Select Page

Have you ever prayed for something and it didn’t happen?  What emotion did you feel? If you are honest or in touch with your feelings, you probably felt sadness or even some anger. There is a category of Psalms called Lament Psalms – 44, 60, 74, 79, 80, 85. They are Psalms of sadness and sometimes anger. God teaches us how to process our emotions honestly. He can handle our painfully honest emotions and prayers. 

I have great sadness around this month’s MRI. It showed growth that confused our treatment team.  The MRI results were not conclusive.

There was some growth but our team couldn’t tell if it was what is called “treatment” growth (growth as a result of radiation and chemotherapy). There is also a thing called pseudo growth which means it is not real tumor growth. My oncologist called together the Tumor Board at Mayo which included other oncologists, radiologists, and neurosurgeons to evaluate just what they thought this MRI revealed.

They concluded it is highly likely that I will need a 2nd surgery to better determine the exact state of my tumor and to clean things up. I was hoping and praying that God would clean things up with a miracle. I found out that a second surgery was always in the cards from the beginning. I will need to be awake in surgery to ensure that surgeons are not cutting into the good stuff that would cause motor function impairment. They will be aggressively cutting away tumor that could grow and put pressure on my brain and create all sorts of bad side-effects like headaches, seizures and so on. For that reason, I will be awake to give them immediate feedback as they cut into the tumor that is located very near a main artery in my brain. Doing further study of my tumor would be helpful in receiving further treatment, and I would also qualify for some clinical trials based on a second surgery. I would qualify for a new immunotherapy trial that my genetic markers and the 2nd surgery makes possible.
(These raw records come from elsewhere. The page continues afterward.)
PR #2163, opened 2020-07-14
Update microprofile examples to use microprofile-config.properties

barchetta:
Changed these two examples to use microprofile-config.properties (and not application.yaml).

This required removing the integer array in config (supported by yaml, not properties).

### DIFF
--- a/examples/microprofile/hello-world-explicit/README.md
+++ b/examples/microprofile/hello-world-explicit/README.md
@@ -13,5 +13,8 @@ Then try the endpoints:
 
 ```
 curl -X GET http://localhost:7001/helloworld
-curl -X GET http://localhost:7001/helloworld/another
+curl -X GET http://localhost:7001/helloworld/earth
 ```
+
+By default the server will use a dynamic port, see the messages displayed
+when the application starts.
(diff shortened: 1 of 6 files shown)


ljnelson:
(Full disclaimer: haven't looked in detail at this.)  MicroProfile Config [does support arrays of things natively](https://github.com/eclipse/microprofile-config/blob/1.4/spec/src/main/asciidoc/converters.asciidoc#array-converters).  For example, if this is in a `ConfigSource` somewhere:
```
foo.bar = 2,4,6,8
```
…or:
```
foo.bar = 2, 4, 6, 8
```
…and you include it like this:
```
@Inject
@ConfigProperty("foo.bar")
private int[] ints;
```
…or you get it like this:
```
final int[] ints = Config.getValue("foo.bar", int[].class);
```
…I believe it is supposed to be handled automatically by all conformant implementations (such as ours), though I'm typing off the cuff here so be kind in terms of syntax 😄 .  Were you not seeing this?

barchetta:
Put back int list in the example that used them.

examples/microprofile/hello-world-explicit/README.md
```diff
@@ -13,5 +13,8 @@ Then try the endpoints:
 
 ```
 curl -X GET http://localhost:7001/helloworld
-curl -X GET http://localhost:7001/helloworld/another
+curl -X GET http://localhost:7001/helloworld/earth
 ```
+
+By default the server will use a dynamic port, see the messages displayed
+when the application starts.
```
ljnelson, line 20: Haven't looked deeply but down below you set the port to 7001, so will a dynamic port truly be used?

barchetta: In the explicit example it uses a dynamic port. In the implicit example it uses 7001.

PR #2193, opened 2020-07-20
Multipart decoder rework

romain-grecourt:
Incorporate the changes to MultiPartDecoder from @olotenko.

### DIFF
--- a/media/multipart/src/main/java/io/helidon/media/multipart/MultiPartDecoder.java
+++ b/media/multipart/src/main/java/io/helidon/media/multipart/MultiPartDecoder.java
@@ -18,16 +18,17 @@ package io.helidon.media.multipart;
 import java.nio.ByteBuffer;
 import java.util.HashMap;
 import java.util.Iterator;
-import java.util.LinkedList;
 import java.util.Objects;
 import java.util.Optional;
-import java.util.concurrent.CompletableFuture;
 import java.util.concurrent.Flow.Processor;
+import java.util.concurrent.Flow.Publisher;
 import java.util.concurrent.Flow.Subscriber;
 import java.util.concurrent.Flow.Subscription;
+import java.util.concurrent.atomic.AtomicInteger;
+import java.util.concurrent.atomic.AtomicLong;
 
 import io.helidon.common.http.DataChunk;
-import io.helidon.common.reactive.BufferedEmittingPublisher;
+import io.helidon.common.reactive.Multi;
 import io.helidon.common.reactive.SubscriptionHelper;
 import io.helidon.media.common.MessageBodyReadableContent;
 import io.helidon.media.common.MessageBodyReaderContext;
@@ -35,20 +36,28 @@ import io.helidon.media.multipart.VirtualBuffer.BufferEntry;
 
 /**
  * Reactive processor that decodes HTTP payload as a stream of {@link BodyPart}.
+ *
+ * This implementation is documented here {@code /docs-internal/multipartdecoder.md}.
  */
 public class MultiPartDecoder implements Processor<DataChunk, ReadableBodyPart> {
 
+    private static final int DOWNSTREAM_INIT = Integer.MIN_VALUE >>> 1;
+    private static final int UPSTREAM_INIT = Integer.MIN_VALUE >>> 2;
+    private static final int SUBSCRIPTION_LOCK = Integer.MIN_VALUE >>> 3;
+    private static final Iterator<MimeParser.ParserEvent> EMPTY_PARSER_ITERATOR = new EmptyIterator<>();
+
     private Subscription upstream;
     private Subscriber<? super ReadableBodyPart> downstream;
-    private BufferedEmittingPublisher<ReadableBodyPart> emitter;
     private ReadableBodyPart.Builder bodyPartBuilder;
     private ReadableBodyPartHeaders.Builder bodyPartHeaderBuilder;
-    private BufferedEmittingPublisher<DataChunk> bodyPartPublisher;
-    private final CompletableFuture<BufferedEmittingPublisher<ReadableBodyPart>> initFuture;
-    private final LinkedList<ReadableBodyPart> bodyParts;
+    private DataChunkPublisher bodyPartPublisher;
+    private Iterator<MimeParser.ParserEvent> parserIterator = EMPTY_PARSER_ITERATOR;
+    private volatile Throwable error;
+    private boolean cancelled;
+    private AtomicInteger contenders = new AtomicInteger(Integer.MIN_VALUE);
+    private AtomicLong partsRequested = new AtomicLong();
     private final HashMap<Integer, DataChunk> chunksByIds;
     private final MimeParser parser;
-    private final ParserEventProcessor parserEventProcessor;
     private final MessageBodyReaderContext context;
 
     /**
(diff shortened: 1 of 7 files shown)


media/multipart/src/main/java/io/helidon/media/multipart/MultiPartDecoder.java
```diff
@@ -102,11 +103,10 @@ public void subscribe(Subscriber<? super ReadableBodyPart> subscriber) {
...
             public void request(long n) {
-                long curr = n <= 0 ?
-                        partsRequested.getAndSet(-1) :
-                        partsRequested.getAndUpdate(v -> Long.MAX_VALUE - v > n ? v + n
-                                : v < 0 ? v
-                                : Long.MAX_VALUE);
+                long curr = n <= 0
+                        ? partsRequested.getAndSet(-1)
+                        : partsRequested.getAndUpdate(v -> Long.MAX_VALUE - v > n
+                        ? v + n : v < 0 ? v : Long.MAX_VALUE);
```
olotenko, line 109: This is a ternary operator inside a lambda, so you may want to indent it a bit more

media/multipart/src/main/java/io/helidon/media/multipart/MultiPartDecoder.java
```diff
@@ -426,11 +425,10 @@ public void subscribe(Subscriber<? super DataChunk> sub) {
...
                     // entire bufferEntryIterator, and signal onError
-                    long curr = n <= 0 ? chunksRequested.getAndSet(-1) :
-                            chunksRequested.getAndUpdate(v -> Long.MAX_VALUE - v > n ? v + n
-                                    : v < 0 ? v == Long.MIN_VALUE ? n
-                                    : v
-                                    : Long.MAX_VALUE);
+                    long curr = n <= 0
+                            ? chunksRequested.getAndSet(-1)
+                            : chunksRequested.getAndUpdate(v -> Long.MAX_VALUE - v > n
+                            ? v + n : v < 0 ? v == Long.MIN_VALUE ? n : v : Long.MAX_VALUE);
```
olotenko, line 431: Ditto: maybe indent this ternary operator a bit more

media/multipart/src/main/java/io/helidon/media/multipart/MultiPartDecoder.java
```diff
@@ -106,120 +142,229 @@ public void onNext(DataChunk chunk) {
...
+                        if (!bodyPartPublisher.drain()) {
+                            // the body was not fully drained, exit the parser iterator loop
+                            // the parser events processing will resume upon inner Subscriber demand
+                            return;
+                        }
+                        break;
+                    case END_PART:
+                        bodyPartPublisher.complete(null);
+                        bodyPartHeaderBuilder = null;
+                        bodyPartBuilder = null;
```
olotenko, line 303: I think these must be moved to line `289`: the cleanup must occur asap. Also, add nulling out to `cleanup`. Although the objects are small, let's be very clean about the promise to not retain objects for longer than necessary.

media/multipart/src/main/java/io/helidon/media/multipart/MultiPartDecoder.java
```diff
@@ -106,120 +142,229 @@ public void onNext(DataChunk chunk) {
...
+                downstream.onError(error);
+                cleanup();
+                return;
             }
 
-            @Override
-            public void onComplete() {
+            // parserIterator is drained, drop the reference to it, but keep it safe for any later invocations
+            parserIterator = EMPTY_PARSER_ITERATOR;
+            if (upstream == SubscriptionHelper.CANCELED) {
```
olotenko, line 340: There is a subtle race condition here. I'll propose a fix later.

(In essence, Dekker idiom is needed - `onError` concurrent with `drainBoth` executed by, say, `request` - may set `CANCELED` before `error`, so `drainBoth` may see `error` is `null`, but after reaching this line also see `CANCELED`, and deliver `onComplete`)

media/multipart/src/main/java/io/helidon/media/multipart/MultiPartDecoder.java
```diff
@@ -247,85 +392,148 @@ private BodyPartChunk createPartChunk(BufferEntry entry) {
...
+                return;
+            }
+            cancelled = true;
+
+            // bufferEntryIterator is drained because complete() is invoked only by drain() which proceeds past
+            // state == BODY only when drain() returned true
+            if (th != null) {
+                subscriber.onError(th);
+            } else if (chunksRequested.get() < 0) {
+                subscriber.onError(new IllegalArgumentException("Expecting only positive requests"));
```
olotenko, line 482: Move to line `471` and change the condition to:

```
if (chunksRequested.get() < 0 && !cancelled && th == null) {
   th = new IllegalArgumentException("Expecting only positive requests for content");
}
```

(Because currently a `cancel` concurrent with `complete` will not be distinguishable from bad request)

media/multipart/src/main/java/io/helidon/media/multipart/MultiPartDecoder.java
```diff
@@ -106,120 +142,229 @@ public void onNext(DataChunk chunk) {
...
-            upstream.request(1);
+            drain(ex);
         }
     }
 
     @Override
     public void onError(Throwable throwable) {
         Objects.requireNonNull(throwable);
-        initFuture.whenComplete((e, t) -> e.fail(throwable));
+        if (upstream != SubscriptionHelper.CANCELED) {
```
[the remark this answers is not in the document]
olotenko: Actually, this is what needs doing: remove the check and the following line setting `upstream = CANCELED;`. Then the subtle race condition discussed in the comment to `drainBoth` will disappear: then observing `upstream == CANCELED` is possible only if `onComplete` has been observed, which is mutually exclusive with `onError`.

Add `upstream = CANCELED;` to `cleanup`.

media/multipart/src/main/java/io/helidon/media/multipart/MultiPartDecoder.java
olotenko: (With the change so that `onError` does not set `upstream = CANCELED;` the race condition disappears)

media/multipart/src/main/java/io/helidon/media/multipart/MultiPartDecoder.java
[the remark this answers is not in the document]
olotenko: Well, that won't work. The spec is very particular about not allowing synchronous cancellation, even though concurrent cancellation should be supported by `upstream`. And "they" will tell you "just add a check". It isn't about adding a check. It is about synchronizing on two variables instead of just one, for a dubious purpose.

media/multipart/src/main/java/io/helidon/media/multipart/MultiPartDecoder.java
```diff
@@ -106,120 +142,231 @@ public void onNext(DataChunk chunk) {
...
+        // Otherwise returns a positive number, if serving inner Subscriber, or actual partsRequested.
+        return bodyPartPublisher != null ? 1 : partsRequested.get();
     }
 
-    private void onPartCancel() {
-        emitter.clearBuffer(this::drainPart);
+    private void cleanup() {
+        // drop the reference to parserIterator, but keep it safe for any later invocation of parserIterator
+        parserIterator = EMPTY_PARSER_ITERATOR;
+        error = null;
```
olotenko, line 203: I apologise I didn't make the comment 
> Add upstream = CANCELED; to cleanup

clearer and forgot to add it in the `onError` synchronization fixup.

Please, add `upstream = CANCELED` somewhere here to drop references to upstream.

PR #2216, opened 2020-07-27
Migration guide update

barchetta:
Document that some accessors have changed to return `Optional<T>`


barchetta:
Bad PR. Please see #2217

Issue #1412, opened 2020-02-19
Prototype / Early Access use of virtual threads (loom, fibers)


barchetta:
Prototype support for using virtual threads in Helidon. Ideally we would release early access modules that when used with an early access Loom release allows experimentation with virtual threads.

Some ideas:

- [x] Helidon MP: Supply an UnboundedExecutor for the JAX-RS executor #3164 
- [x] Common: Supply an UnboundedExecutor via common.configurable.ThreadPoolSupplier #3164 
- [x] Helidon SE: Support passing ExecutorService when registering Service #1327
- [x] Distribution: explore ways to make above early access features available to Helidon customers.
- [ ] Netty: investigate/experiment Netty support for virtual threads
- [x] Other #549

PR #2224, opened 2020-07-31
Initial revision of Loom experiments

ljnelson:
This is just the config stuff to trigger it; more commits to follow.  The intent is that you can check this PR out and it will still build and run if you have JDK 11 but will be capable of being run under a Loom early build.

### DIFF
--- a/microprofile/server/src/main/java/io/helidon/microprofile/server/ServerCdiExtension.java
+++ b/microprofile/server/src/main/java/io/helidon/microprofile/server/ServerCdiExtension.java
@@ -111,7 +111,7 @@ public class ServerCdiExtension implements Extension {
         if (null == jaxRsExecutorService) {
             Config serverConfig = config.get("server");
             final java.lang.reflect.Method m;
-            if (serverConfig.get("virtual-threads").asBoolean().isPresent()) {
+            if (serverConfig.get("virtual-threads").asBoolean().orElse(false)) {
                 java.lang.reflect.Method temp = null;
                 try {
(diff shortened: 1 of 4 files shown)


ljnelson:
This (currently draft) PR is related to #1412.

microprofile/server/src/main/java/io/helidon/microprofile/server/ServerCdiExtension.java
```diff
@@ -108,10 +109,34 @@ private void startServer(@Observes @Priority(PLATFORM_AFTER + 100) @Initialized(
 
         // make sure all configuration is in place
         if (null == jaxRsExecutorService) {
-            jaxRsExecutorService = ServerThreadPoolSupplier.builder()
+            Config serverConfig = config.get("server");
+            final java.lang.reflect.Method m;
+            if (serverConfig.get("virtual-threads").asBoolean().isPresent()) {
```
tomas-langer, line 114: `asBoolean().orElse(false)` - what if `virtual-threads: false` - you would execute as well

ljnelson: Yep; just a dumb typo in this draft PR

ljnelson:
I removed my fork at one point so I'm going to close this and re-roll it with substantially the same changes.

ljnelson:
Closing; watch for the new one!

ljnelson:
See https://github.com/oracle/helidon/pull/2417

You now know as much as I know. If you are a little confused, then join the club.

I will start the next cycle of chemo this month (March) and we will do another MRI in April to see if the chemo has shrunk the tumor any before doing the surgery. Then around the first weeks of April, I will have another brain surgery. Not what we hoped for or prayed for but as a good friend of mine who is a doctor reminded me, years ago when you receive the diagnosis of Glioblastoma, they sent you home to die. Now, there is so much more that the medical community can do, as you can see from this update.

Pray that God would give our family and our doctors continued wisdom and discernment. Continue to pray for a miracle through the doctors or through faithful Father. We’ll take one or even both. I just want to live to continue to share the truths of God’s Word and take care of my children and my beautiful wife, Baby Luv.